Setting Default Headers

let client =
    TestClient.create routes
    |> TestClient.withHeader "Authorization" "Bearer test-token"
    |> TestClient.withHeader "Content-Type" "application/json"

Integration Mode

TestClient.start launches a real Kestrel server on a random available port. Use this for end-to-end tests that need real HTTP behavior (WebSockets, compression, etc.).

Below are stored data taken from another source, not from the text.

PR #35, opened 2020-01-30
Collections should have release tags

jcoyne:
## Why was this change made?

So that we can communicate about release tags on collections. This will allow us to remove Fedora calls in the release workflow.

n/a

### DIFF
--- a/docs/maps/Collection.json
+++ b/docs/maps/Collection.json
@@ -125,6 +125,13 @@
           "description": "Administrative or Internal project this resource is a part of.",
           "type": "string"
         },
+        "releaseTags": {
+          "description": "Tags for release",
+          "type": "array",
+          "items": {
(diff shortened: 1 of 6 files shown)


docs/maps/Collection.json
```diff
@@ -125,6 +125,13 @@
           "description": "Administrative or Internal project this resource is a part of.",
           "type": "string"
         },
+        "releaseTags": {
+          "description": "Tags for release",
```
justinlittman: A tad more description would be helpful. I have no idea what a release tag is.

jcoyne: @justinlittman that makes two of us.  This currently is an XML node that gets made in identityMetadata when you press the "Manage Release" button in Argo.  I've asked @andrewjbtw to help explain it more.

let! client = TestClient.start routes App.defaults
 
// Same API as direct mode
let! response = client |> TestClient.get "/hello"
assert (response.Status = 200)
 
// Clean up when done
do! TestClient.stop client

Integration Test Pattern

open Xunit
 
[<Fact>]
let ``GET /users returns 200`` () = task {
    let routes =
        Route.start
        |> Route.get "/users" (fun _ -> task {
            return Response.json [| {| id = 1; name = "Alice" |} |]
        })
 
    let! client = TestClient.start routes App.defaults
    try
        let! response = client |> TestClient.get "/users"
        Assert.Equal(200, response.Status)
        Assert.Contains("Alice", response.Body)
    finally
        TestClient.stop client |> Async.AwaitTask |> Async.RunSynchronously
}

TestResponse

Both modes return a TestResponse:

type TestResponse = {
    Status: int
    Headers: (string * string) list
    Body: string
}

Check headers:

let! response = client |> TestClient.get "/api/data"
let contentType =
    response.Headers
    |> List.tryFind (fun (k, _) -> k = "Content-Type")
    |> Option.map snd

Testing with JSON

Parse response bodies using System.Text.Json:

open System.Text.Json
 
let! response = client |> TestClient.get "/api/users/1"
let user = JsonSerializer.Deserialize<User>(response.Body)
Assert.Equal("Alice", user.Name)

Testing Middleware

Test that middleware is applied correctly:

[<Fact>]
let ``rate limiter returns 429 after limit`` () = task {
    let routes =
        Route.start
        |> Route.middleware (RateLimit.fixedWindow 2 (TimeSpan.FromMinutes 1.0) (fun _ -> "test"))
        |> Route.get "/api" (fun _ -> task { return Response.ok })
 
    let client = TestClient.createWith routes App.defaults
 
    let! r1 = client |> TestClient.get "/api"
    let! r2 = client |> TestClient.get "/api"
    let! r3 = client |> TestClient.get "/api"
 
    Assert.Equal(200, r1.Status)
    Assert.Equal(200, r2.Status)
    Assert.Equal(429, r3.Status)
}

Direct vs Integration

FeatureDirectIntegration
SpeedVery fastSlower (real TCP)
HTTP fidelitySimulatedReal HTTP
WebSocket testingNoYes
CompressionNoYes
Kestrel featuresNoYes
SetupTestClient.createTestClient.start (async)
CleanupNone neededTestClient.stop

Use Direct mode for most tests. Switch to Integration when you need real HTTP behavior.